■ **What is required**:
From the listing below, how many lines hold the word "nahapetyan"? Write only the number.
[Opening Exercise inputs section]
PR #376, opened 2026-07-17
test: add full set of itk scenarios

### LINKED ISSUE #375: [Test] Add itk scenarios for nightly run

JakubWorek:
This PR add set of all possible scenarios for nightly itk run to check SDKs compatibility

Closes #375

### DIFF
--- a/itk/scenarios_full.json
+++ b/itk/scenarios_full.json
@@ -1,106 +1,584 @@
 {
   "tests": [
     {
-      "name": "Nightly - JSONRPC - Send Message",
-      "sdks": ["current", "go_v10", "go_v03", "python_v10", "python_v03"],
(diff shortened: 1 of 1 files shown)


itk/scenarios_full.json
```diff
@@ -1,106 +1,584 @@
...
+        "current",
+        "ts_v03"
+      ],
+      "traversal": "euler",
+      "edges": [
+        "0->1",
+        "1->0"
+      ],
+      "protocols": [
+        "jsonrpc"
```
nahapetyan-serob, line 381: Just checking: is there a reason we do not want to test with grpc and http_json transports?

nahapetyan-serob (approved):

itk/scenarios_full.json
JakubWorek: yes, because of this double encoding in protojson and grpc which js does not support so it won't work over this two transports - rest and grpc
[Closing Exercise inputs section]
■ **Task result**:
2